As an optical measuring machine a Koordianten measuring device is exemplified. It is obvious to a person skilled in the art that the method according to the invention can also be applied to other optical measuring machines. They are z. As optical measuring machines, which are used for the determination of the width (CD critical dimension) of a structure on a substrate. A coordinate measuring device 1 the in 1 shown type is already known several times from the prior art. For completeness, however, the operation and arrangement of the individual elements of the coordinate measuring device 1 described. The coordinate measuring device 1 includes a measuring table 20 who is on air storage 21 in a plane 25a is arranged movable in the X coordinate direction and in the Y coordinate direction. For the storage of the measuring table 20 Other bearings than the air bearings may be used. The level 25a is from one element 25 educated. The element 25 is a granite in a preferred embodiment. However, it is obvious to a person skilled in the art that the element 25 may also be formed of a different material, which is an exact plane 25a for the displacement of the measuring table 20 guaranteed. The position of the measuring table 20 is by means of at least one laser interferometer 24 measured, which for measuring a light beam 23 sending out. The element itself is on vibration dampers 26 stored, so as to keep building vibrations of the meter.

On the measuring table 20 is a substrate 2 applied, which the structures to be measured 3 wearing. The substrate 2 can with a transmitted light illumination device 6 and / or a reflected light illumination device 14 be illuminated. The light of the transmitted light illumination device 6 passes through a deflection mirror 7 and a condenser 8th on the substrate 2 , Likewise, the light of the Auflichtbeleuchtungseinrichtung arrives 14 via a measuring lens 9 on the substrate 2 , The measuring objective 9 is with an adjustment 15 provided that allows the measuring objective 9 to adjust in Z-coordinate direction. The measuring objective 9 collect this from the substrate 2 outgoing light and deflects it from the incident light illumination axis 5 by means of a partially transparent deflecting mirror 12 out, pointing it at a camera 10 that with a detector 11 is provided. The detector 11 is with a computer system 16 connected to that from the detector 11 measured values generated digital images.

Furthermore, with the adjustment 15 a focus position transmitter 22 connected to the focus position of the lens 9 relative to the substrate 2 indicates and the focusing of the lens 9 controlled on the substrate surface and controls. With the camera 10 , which is an imaging detector 11 includes, the positions of the edges of each structure 3 on the surface of a substrate 2 be recorded. From the position of the edges can also be the dimension of the structure 2 (Structure width) can be calculated.

2 schematically shows a substrate 2 on its surface 30 several structures 19 are located. The substrate 2 In the preferred embodiment, it is a mask for semiconductor fabrication. As a rule, the mask consists of a glass substrate on which the structures 3 are formed. Each of the structures 3 has a width in 2 each with a pair of arrows 19 is marked. To determine this width, a first Kannte 3a approached with the measuring device and determines their position. Subsequently, a second edge 3b approached and also determined their position. From the two positions, the width or dimension of the just measured structure is calculated. To determine the position of the edges of the structure 19 A precise determination of the focus position is required, because depending on the focus position, the position of the edge may arise at another location.

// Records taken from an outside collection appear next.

PR #1022, opened 2023-12-13
Add stationary /dev/serial* symlinks

fritzm:
Adds to existing udev script for rubin pi units -- creates `/dev/serial*` symlinks that are linked to actual hardware resources on the Broadcom chip.  We can use these in higher level software instead of `/dev/ttyAMA*`, and be sure they won't move around between kernel releases.


wvreeven (approved):
Looks good to me.

cbarria (approved):
Looks Great!

PR #1025, opened 2023-12-21
(foreman.cp) add public dns to guest wifi

csilva-cl:
add public dns to guest wifi at the summit.


spec/hosts/nodes/foreman.cp.lsst.org_spec.rb
dtapiacl, line 1: I think the catalog is expecting the following order of, nameservers: ['1.0.0.1', '1.1.1.1', '8.8.8.8'] . As the rake is failing, other than this it looks good to me.

csilva-cl: the spec is expecting the order of the nameservers in the config ['1.1.1.1', '1.0.0.1', '8.8.8.8'], I fixed it in the last push

dtapiacl: I see, it looks good.

dtapiacl (approved):
LGTM.

PR #1029, opened 2024-01-10
(role/dnscache) update dns forwarder ip

dtapiacl:
This PR is to update the DNS forwarder from Crux to DC-LS-2.

### DIFF
--- a/hieradata/role/dnscache.yaml
+++ b/hieradata/role/dnscache.yaml
@@ -42,10 +42,4 @@ dns::zones:
     zonetype: "forward"
     forward: "only"
     forwarders:
-      - &crux "139.229.136.23"
-  "136.229.139.in-addr.arpa":
-    reverse: true
-    zonetype: "forward"
-    forward: "only"
-    forwarders:
-      - *crux
+      - &dc-ls-2 "139.229.135.58"


hieradata/role/dnscache.yaml
```diff
@@ -42,10 +42,10 @@ dns::zones:
     zonetype: "forward"
     forward: "only"
     forwarders:
-      - &crux "139.229.136.23"
-  "136.229.139.in-addr.arpa":
+      - &dc-ls-2 "139.229.135.58"
+  "135.229.139.in-addr.arpa":
```
jhoblitt: I don't think 139.229.135/24 is correct.

jhoblitt (changes requested):

hieradata/role/dnscache.yaml
jhoblitt: I still think the reverse zone is incorrect.

jhoblitt (changes requested):
Please fix the reverse zone.

hieradata/role/dnscache.yaml
```diff
@@ -42,10 +42,10 @@ dns::zones:
     zonetype: "forward"
     forward: "only"
     forwarders:
-      - &crux "139.229.136.23"
-  "136.229.139.in-addr.arpa":
+      - &dc-ls-2 "139.229.135.58"
+  "58.135.229.139.in-addr.arpa":
```
jhoblitt: This is still incorrect.  139.229.135/24 has IT chile servers in it.  We can not delegate this subnet to the PMO.

jhoblitt (changes requested):
Please delegate the correct subnet.

hieradata/role/dnscache.yaml
csilva-cl: I created the pmo records in r53. The delegation can be removed.

jhoblitt (approved):
Looks reasonable.

PR #1030, opened 2024-01-10
(node/auxtel-archiver.cp) configuration change to VM

cbarria:
Removed the old network config for Centos 7 and changed the test to match the new VM.


spec/hosts/nodes/auxtel-archiver.cp.lsst.org_spec.rb
```diff
@@ -29,72 +29,6 @@
 
       it { is_expected.to compile.with_all_deps }
 
-      include_examples 'baremetal'
```
jhoblitt, line 32: Could you include the `vm` examples?

jhoblitt (changes requested):

spec/hosts/nodes/auxtel-archiver.cp.lsst.org_spec.rb
cbarria: had to open the shared examples because the active_profile on the VMs in the vcenter is set to "balanced"

jhoblitt: That is a bug we should fix. https://github.com/lsst-it/lsst-control/blob/production/hieradata/common/virtual/kvm.yaml needs to be copied to be `vmware.yaml` and that should set the expected tuned profile.

cbarria: this was added to the virtual folder and Test was changed back to 'vm'

jhoblitt (approved):
LGTM.

PR #1031, opened 2024-01-12
(WIP) VPN deployment using puppet

dtapiacl:
This is PR was created to deploy the vpn service at Rubin Observatory.

Ticket of reference: IT-4981


site/profile/manifests/core/openvpnas.pp
```diff
@@ -0,0 +1,24 @@
+class profile::core::openvpnas {
```
jhoblitt, line 1: There are several openvpn modules on the forge.  Is there a reason why we can not use one of the existing modules?

dtapiacl: Hi @jhoblitt. The reason for this is that since it was my first puppet installation, I really wanted to learn how to automate this whole process using a more traditional approach with puppet.  This process helped me learn and understand class creations and roles more in-depth.

jhoblitt (commented):
What is the plan for configuring openvpn?

dtapiacl:
> What is the plan for configuring openvpn?

Hey @jhoblitt, the VPN service was already previously configured by @hstockeb. I imported the database configuration onto this deployment to get it up and running. @hstockeb could provide more information for its specific configuration and setup.

jhoblitt:
@dtapiacl Multiple openvpn modules on the puppet forge support configuration.  It would be a good idea to automate as much of the configuration as possible as a DR measure.  Installing the packages is a good first step but the configuration is much more valuable.

jhoblitt:
@dtapiacl To be pedantic, I see 3 good courses of action. 1) use an existing forge module to configure openvpn. 2) modify/fix an existing forge module to configure openvpn. 3) write a new module to manage openvpn and publish it the forge.  Option #3 should only be a last resort after attempting option 1/2.

It is not a good idea to add profile(s) to this the control repo that duplicate the functionality of existing forge modules.  Every line of code has a maintenance burden.  As a general rule, we should try to add the minimum on-going maintenance requirement as possible onto our fellow engineers.

jhoblitt (changes requested):
I would like to see configuration of the service and to use a forge module. E.g. https://forge.puppet.com/modules/puppet/openvpn/readme

PR #1032, opened 2024-01-16
(common) rm telegraf from all hosts

jhoblitt:
This is first step in migrating away from telegraf that uninstalls telegraf from all hosts.  The second step will be to rm the telegraf puppet module and supporting code from the control repo.


jhoblitt:
The librarian-puppet failure is bogus.  It has failed on multiple branches this morning.

cbarria (approved):
Looks Great 👍🏻

PR #1033, opened 2024-01-16
(node/comcam-hcu03) set imanager true

glennmorris:
It seems that imanager had been installed by hand on comcam-hcu03, and for some reason stopped working recently.
Letting puppet manage imanager fixes this.


glennmorris:
PS after this is merged, will need to update cp_production before moving comcam-hcu03 off the IT-5030/ccs-comcam-hcu03-gpio branch.

jhoblitt:
The librarian-puppet failure seems to be something to do the forge API so I will force merge this.

jhoblitt (commented):
LGTM.

PR #1034, opened 2024-01-16
(role/logictimer) fwv

jhoblitt:
Per discussion via slack, the `laserrpi` role does not need gpshat support but a new role for the "logic timer" pis does.


fritzm (approved):
LGTM -- thanks!

jhoblitt:
The librarian-puppet failure is bogus. Merging.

3 shows how the optimal focus position of a substrate 2 is determined. For this purpose, a stack of images by moving the lens 9 in the direction of the optical axis 5 , which is aligned in the Z coordinate direction, recorded. Then each image is assigned a focus value. For this purpose, any known from the literature method can be used. Next, the image with the highest focus value is searched for. It goes without saying that a different criterion could result in a minimum. This image becomes a user-defined area 32 with a suitable function 34 (solid line in 3a ) fitted. A suitable function 34 could be a parable, for example. This feature becomes the extremum 35 certainly. In the case of a parabola, this is very simple. The next step is to calculate in the area specified by the user 32 the CD (critical dimension) around the focal point for each image, fills a suitable function and evaluates this function at the point of the focal point. The function can be a parabola. A polynomial with an order greater than or equal to 2 could also be used. This is then called the measured dimension (or critical dimension) and output to the user (See 3b ). The output to the user is usually on a display 100 that the meter 1 assigned.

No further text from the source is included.